The second important point of analysis is whether the parties may have agreed on (unfavourable) Incoterms here. If the seller has chosen relatively unfavourable Incoterms such as DAP (delivered at place) or DDP (delivery duty paid) – in which he bears the responsibility up to the agreed place of delivery – then the risk factors (especially export, transport) arising from the conflict are in his sphere of risk. It should be remembered in particular that transport to Ukraine is anything but unproblematic at present due to suspended air traffic, destroyed transport links, etc. All these risks fall within the sphere of responsibility of the seller, especially in the case of DDP. If you have agreed Incoterms, you should consider your agreed risk distribution.

Another problem area is that of payment terms. For example, if the purchase contract provides for payment by documentary credit, the current disruption of air traffic may mean that the required documents cannot be presented to the bank. In addition, the crisis has increased the risk that a contractor cannot perform due to public restrictions or for economic reasons. Parties should therefore – if possible – take contractual precautions here.
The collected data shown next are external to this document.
PR #147, opened 2018-05-09
Removing next from session on sign out

ryangrundy7:
At the moment, the session keeps a key that takes you to a page stored in the session once you signed in. This pull request removes it on sign out.

To test:

- Before logging in, go to /messages/bricks and log in

- Log back out

- When you log back in, it should take you to the homepage instead of /messages/bricks


response_operations_ui/views/logout.py
```diff
@@ -14,5 +14,10 @@ def logout():
     except KeyError:
         pass
 
+    try:
+        del (session['next'])
```
dcdarrell9: Could we add this into the other try?

ryangrundy7: I originally thought that but was thinking that it could just ignore the del(next) if for some reason survey wasn't there. it would just cause an exception and pass through

ryangrundy7: Okay i'll add that change now

warrenbailey:
Though just read all the comments and discussion on: https://github.com/ONSdigital/response-operations-ui/pull/116/.

I don't see the problem with session.pop but I see @ajmaddaford and @JamesGardiner disagree with me.

tests/views/test_sign_in.py
```diff
@@ -101,3 +101,13 @@ def test_sign_in_next_url(self, mock_request):
...
+
+    def test_sign_out_deleting_session_variables(self):
+        with self.app.session_transaction() as session:
+            session['next'] = '/messages/bricks'
+        response = self.app.get('/logout', follow_redirects=True)
+        self.assertIn(b'You are now signed out', response.data)
+        self.assertEqual(response.status_code, 200)
+        self.assertNotIn(b"Sign out", response.data)
+        with self.app.session_transaction() as session:
+            self.assertEqual(session.get("next"), None)
```
dcdarrell9: Would it be worth asserting that next is in the session before logging out?

ajmaddaford:
[Remove next from session on sign out  in response operations](https://trello.com/c/1OSrwwb9/211-remove-next-from-session-on-sign-out-in-response-operations)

A keyword that also always comes up in sudden disruptive events is that of force majeure. This is often seen as a kind of miracle weapon in legal problem solving. It is not. First of all, while your contract might contain a force majeure clause, often ‘acts of war’ are excluded as a statutory connecting point. Here, only a close look at the wording of the clause will help. If there is no exclusion, then even then the safeguards are relatively limited. As a rule, only a general adjustment of the contract is provided for as a legal consequence. This can be an extension of delivery deadlines or possibly a price adjustment. With regard to the general principle of contractual compliance (pacta sunt servanda), withdrawal from the contract is the absolute exception. If the contract does not contain a force majeure clause at all, a general adjustment of the contract can be demanded by either party through the institute of frustration of contract of the respective nationally agreed law. In most legal systems, however, the possibilities for adjustment are very limited and will be found only in the reasonable extension of deadlines, etc.